Taking the data into consideration, Shelby should use 50 mL of the 10% glycerin solution and 100 mL of the 40% glycerin solution, as explained below.
How to find the amountsLet x be the amount of 10% glycerin solution and y be the amount of 40% glycerin solution that Shelby needs to use. We know that Shelby needs a total of 150 mL of the 30% glycerin solution, so we can write:
x + y = 150 (equation 1)
We also know that the concentration of glycerin in the 10% solution is 10%, and the concentration of glycerin in the 40% solution is 40%. So, the amount of glycerin in x mL of the 10% solution is 0.1x, and the amount of glycerin in y mL of the 40% solution is 0.4y.
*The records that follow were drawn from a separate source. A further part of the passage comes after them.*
PR #6978, opened 2019-10-15
IGNITE-12259 Create new module for support spring-5.2.X and spring-da…

SurkovAleksandr:


modules/spring-data-2.2/src/test/java/org/apache/ignite/testsuites/IgniteSpringData2TestSuite.java
```diff
@@ -0,0 +1,34 @@
...
+
+/**
+ * Ignite Spring Data 2.2 test suite.
+ */
+@RunWith(Suite.class)
+@Suite.SuiteClasses({
+    IgniteSpringDataCrudSelfTest.class,
+    IgniteSpringDataQueriesSelfTest.class
+})
+public class IgniteSpringData2TestSuite {
```
alamar: Can you please rename this suite to IgniteSpringData22TestSuite or something like that? Per our TC we can't run suites if they have same class name.

Please also rebase on top of fresh master if possible.

SurkovAleksandr: As I understand you already merged PR to master. Should I make this change?

alamar: I think it is no longer relevant :) took me three commits to figure it out, though.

The total amount of glycerin in the 150 mL of 30% solution is 0.3(150) = 45 mL. So, we can write:
0.1x + 0.4y = 45 (equation 2)
We now have two equations with two variables. We can use substitution or elimination to solve for x and y. Here, we'll use elimination. Multiplying equation 1 by 0.1, we get:
0.1x + 0.1y = 15 (equation 3)
Subtracting equation 3 from equation 2, we get:
0.3y = 30
y = 100
Substituting y = 100 into equation 1, we get:
x + 100 = 150
x = 50
Therefore, Shelby needs to use 50 mL of the 10% glycerin solution and 100 mL of the 40% glycerin solution.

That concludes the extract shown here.